As with any type of eye surgery, there is the potential for undesired outcomes. One of the most common is the oft reported halo effect. Quite a few patients discover that their night vision following laser refractive surgery is altered. Ordinarily, this appears in the appearance of halos surrounding lights, increased glare or more trouble recognizing shapes in the dark. Most of the time, a lot of these symptoms slowly get better on their own. For those that feel that they cannot function well due to low light, it is recommended that extra precautions are taken including temporarily suspending night driving.

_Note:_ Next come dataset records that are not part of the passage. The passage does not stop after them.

PR #6494, opened 2022-03-02
Fix page permissions when there is no array

### LINKED ISSUE #6482: Can't copy workspace if the pages within don't have document-level permissions set
| Q | A
| --- | ---
| Sulu Version | 2.3
| PHP Version | 8.0.15
| DB Version | Ver 15.1 Distrib 10.4.20-MariaDB
| Browser Version | Microsoft Edge 98.0.1108.43

# Actual Behavior

Upon executing the `sulu:webspaces:copy` command, the following exception is thrown:
```
Sulu\Bundle\PageBundle\Document\BasePageDocument::setPermissions(): Argument #1 ($permissions) must be of type array, null given, called in /var/www/vendor/sulu/sulu/src/Sulu/Bundle/PageBundle/Command/WebspaceCopyCommand.php on line 322
```

# Expected Behavior

The `sulu:webspaces:copy` command to execute succesfully without any exceptions.

# Steps to Reproduce

For now, investigation has resulted in the following hypothesis:
* This only occurs when the webspace has any page without set permissions.

# Possible Solutions

See the following slack thread for discussion about this bug:
https://sulu-io.slack.com/archives/C0430GGCV/p1644162170094529

As suggested, initializing the `$permissions` property in `PageBundle\Document\BasePageDocument` with an empty array should solve this issue.

alexander-schranz:
| Q | A
| --- | ---
| Bug fix? |  yes
| New feature? |  no
| BC breaks? | no 
| Deprecations? | no yes 
| Fixed tickets | fixes #6482 
| Related issues/PRs | # 
| License | MIT

#### What's in this PR?

Fix page permissions when there is no array

#### Why?

There was a report here #6482 and also in the slack channel that this happens. That permission is null instead of an array. This change will initialize the BasePageDocument permissions always with an array to avoid that problem and will in restore avoid problem when permissions are there already null as it would be to hard to create a migration there.

### DIFF
--- a/src/Sulu/Bundle/PageBundle/Document/BasePageDocument.php
+++ b/src/Sulu/Bundle/PageBundle/Document/BasePageDocument.php
@@ -240,7 +240,7 @@ class BasePageDocument implements
      *
      * @var array
      */
-    protected $permissions;
+    protected $permissions = [];
 
     /**
      * List of versions.
--- a/src/Sulu/Bundle/PageBundle/Tests/Functional/Controller/PageControllerTest.php
+++ b/src/Sulu/Bundle/PageBundle/Tests/Functional/Controller/PageControllerTest.php
@@ -880,7 +880,6 @@ class PageControllerTest extends SuluTestCase
             ],
         ])[0];
 
-        $this->client->disableReboot();
         $this->client->jsonRequest('DELETE', '/api/pages/' . $page1['id'] . '?webspace=sulu_io&language=en');
 
         $response = $this->client->getResponse();
--- a/src/Sulu/Bundle/PageBundle/Tests/Functional/Controller/PageControllerTest.php
+++ b/src/Sulu/Bundle/PageBundle/Tests/Functional/Controller/PageControllerTest.php
@@ -69,6 +69,7 @@ class PageControllerTest extends SuluTestCase
     public function setUp(): void
     {
         $this->client = $this->createAuthenticatedClient();
+        $this->client->disableReboot(); // see https://github.com/symfony/symfony/issues/45580
         $this->purgeDatabase();
         $this->initPhpcr();
         $this->session = $this->getContainer()->get('sulu_document_manager.default_session');
--- a/src/Sulu/Bundle/PageBundle/Tests/Functional/Controller/PageControllerTest.php
+++ b/src/Sulu/Bundle/PageBundle/Tests/Functional/Controller/PageControllerTest.php
@@ -880,6 +880,7 @@ class PageControllerTest extends SuluTestCase
             ],
         ])[0];
 
+        $this->client->disableReboot();
         $this->client->jsonRequest('DELETE', '/api/pages/' . $page1['id'] . '?webspace=sulu_io&language=en');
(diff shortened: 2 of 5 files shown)


src/Sulu/Bundle/PageBundle/Document/BasePageDocument.php
```diff
@@ -240,7 +240,7 @@ class BasePageDocument implements
      *
      * @var array
      */
-    protected $permissions;
+    protected $permissions = [];
```
alexander-schranz, line 243: this make sure that also when no `setPermissions` is called the permissions are as defined an array and not null.

src/Sulu/Bundle/PageBundle/Trash/PageTrashItemHandler.php
```diff
@@ -183,7 +183,7 @@ public function restore(TrashItemInterface $trashItem, array $restoreFormData =
             $localizedPage->setStructureType($localeData['structureType']);
             $localizedPage->getStructure()->bind($localeData['structureData']);
             $localizedPage->setExtensionsData($localeData['extensionsData']);
-            $localizedPage->setPermissions($localeData['permissions']);
+            $localizedPage->setPermissions($localeData['permissions'] ?: []);
```
alexander-schranz, line 186: this will fix restore for elements which were stored with permissions = null. We currently have no way to reproduce how it happens but it seems like old sulu which did upgrade are sometimes running into this case as it was reported by two different sulu users.

chirimoya (approved):

src/Sulu/Bundle/PageBundle/Tests/Functional/Controller/PageControllerTest.php
```diff
@@ -69,6 +69,7 @@ class PageControllerTest extends SuluTestCase
     public function setUp(): void
     {
         $this->client = $this->createAuthenticatedClient();
+        $this->client->disableReboot(); // see https://github.com/symfony/symfony/issues/45580
```
alexander-schranz, line 72: this change is unrelated to the change in this PR. as the test already fails on 2.4 branch: https://github.com/sulu/sulu/commit/9561f75d81d89c8ced7733578525977457e63d2f

alexander-schranz: we already needed to add some `disableReboot` on 2.3 branch to fix this kind of issues.

src/Sulu/Bundle/TestBundle/Testing/TestUserProvider.php
```diff
@@ -160,4 +161,9 @@ public function supportsClass($class)
     {
         return $this->userProvider->supportsClass($class);
     }
+
+    public function reset(): void
+    {
+        $this->user = null;
+    }
```
alexander-schranz, line 168: Symfony now resets the kernel between requests. As this means the entity manager unit of work is being resetd we also need to reset the user here that it is loaded again into Unit of work next time it is requested.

There is a small risk of infection. Since an incision, albeit microscopic, is made on the eye, it is conceivable that harmful bacteria could potential cause an infection. Bad infections can have serious repercussions including vision loss. Such infections are rare due to the fact that antibiotics are applied immediately after the operation to help reduce the chances of an infection.

Ectasia

Ectasia can cause the cornea to warp and become out of shape, resulting in loss of vision. In some cases, a corneal transplant may be necessary in order to remedy this problem. It usually only seen in patients that have abnormal or irregular corneal shapes, or corneal dystrophies. Eye surgeons will inspect their patient's corneas carefully to ascertain any sort of pre-existing condition of corneal irregularity when it comes to shape and size. The overall risk of ectasia is low.

What to Expect After Epi-LASIK

Epi-LASIK recovery is, for the most part, slower than recover times for other vision correction surgeries. In LASEK, it is not uncommon for the flap perimeter to heal in approximately one day. Even so, patients are usually ordered by their doctor to wear a bandage contact lens for approximately four days to protect the eye.

Vision after the surgery definitely will not be improved instantly. Some report noticeable improvement in as little as three days, for others it will undoubtedly take more time, in some cases it can be six months before the desired results are achieved. Recuperation periods tend to be appreciably lengthier when compared to LASIK, which usually enables people to experience better vision anywhere from the same day up to a week or two later and even to drive a car by the day after surgery.

As with any laser eye surgery, after Epi-LASIK healing requires following the surgeon's instructions precisely, given that the overall effectiveness of the procedure as measured by the improvement in vision is directly affected by the way in which the cornea heals. Proper and consistent application of the eye drops or additional prescriptions is a key factor.

Who is Eligible for Epi-LASIK

When a doctor recommends Epi-LASIK as the right approach for a particular patient, find out why. As stated above, it will usually be due to the person's thin or too-steep cornea. It is particularly important to ensure that your doctor is experienced with this type of procedure because this is probably the most significant factor that determines the successful outcome of the surgery.

With Epi-LASIK, patients will face a little discomfort which can be alleviated by taking over-the-counter painkillers or anti inflammatories. The discomfort after Epi-LASIK is reportedly less than that experienced after PRK or LASEK.